We have scrutinised the lapses highlighted by Mr.R.S.Cheema, learned senior counsel and have gone through the write up prepared by his instructing counsel, a copy whereof had been handed over in advance to Mr.
Kapil Aggarwal, instructing counsel of Sh.K.K.Aggarwal, learned senior counsel for the complainant and Mr.B.S.Rana, learned Senior Deputy Advocate General,Haryana. None of the opposing counsel is able to controvert the discrepancies highlighted therein and then have conceded the default in recording of the evidence.
Faced with this situation, we are left with hardly any material on the basis of which we can justifiably re-appraise the conclusions arrived at by the trial Court without causing some prejudice to one or the other party. In V.M.Abdul Rahman Vs. King-Emperor, A.I.R. 1927 Privy Council 144, their Lordships have observed as under:- "To sum up, in the view which their Lordships take of the several sections of the Code of Criminal Procedure, the bare fact of such an omission or irregularity as occurred in the case under appeal, unaccompanied by any probable suggestion of any failure of justice having been thereby occasioned, is not enough to warrant the quashing of a conviction, which in their Lordships' view, may be supported by the curative provisions of Ss.535 and 537. Their Lordships will humbly advise His Majesty that this appeal should be dismissed." In view of the conclusion arrived at by us as it is not possible for us to ascertain which version, viz. vernacular or English, of the statements of PW3 Ramesh, PW4 Pinki and PW6 Naresh is correct, the possibility of one of the parties being prejudiced, in case we proceed to decide the case on the evidence so recorded, cannot be ruled out. Since no one is certain about the correctness of the record which had been prepared by the trial Court, we are left with no other alternative but to quash the proceedings of the trial conducted by the Court below and direct that, in the interest of justice, the same be held de-novo from the stage of framing of the charge. For sustaining this view of ours, it would not be out of place of mention that the High Court of Rangoon in E.E.Mayeth Vs. Emperor, ****
A.I.R. 1926 Rangoon 78 had taken a similar view where accuracy of the record could not be vouched for.

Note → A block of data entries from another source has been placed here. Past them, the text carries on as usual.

PR #5450, opened 2025-04-29
`vector_algorithms.cpp`: introduce namespaces

### LINKED ISSUE #5418: `vector_algorithms.cpp`: split into multiple translation units or otherwise enhance file navigation?

AlexGuteniev:
Resolves #5418

# Why namespaces

The goals were:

For the reasons recorded above, the conviction and sentence recorded by the Court below are set aside and the case remanded back for de novo trial in accordance with law. It would be appreciated if the Sessions Judge takes the case on his own board and proceed to decide the same within six months. While doing so, he would necessarily take precautions to ensure that the lapses earlier committed by the trial Court are not repeated.
In view of the above,Criminal Revision Nos.1408 and 1409 of 2003 are dismissed as infructuous as it would always be open to the petitioner to approach this Court again once the case is finally disposed of by the trial Court.
The parties through their counsel are directed to appear before the trial Court on 6.1.2006.
Since it is possible that some other Courts might be falling into the same trap, the Office is directed to circulate this judgment to all the Courts in the States of Punjab, Haryana and Union Territory, Chandigarh, in order to make them aware of the pit falls so as to enable them to avoid the same.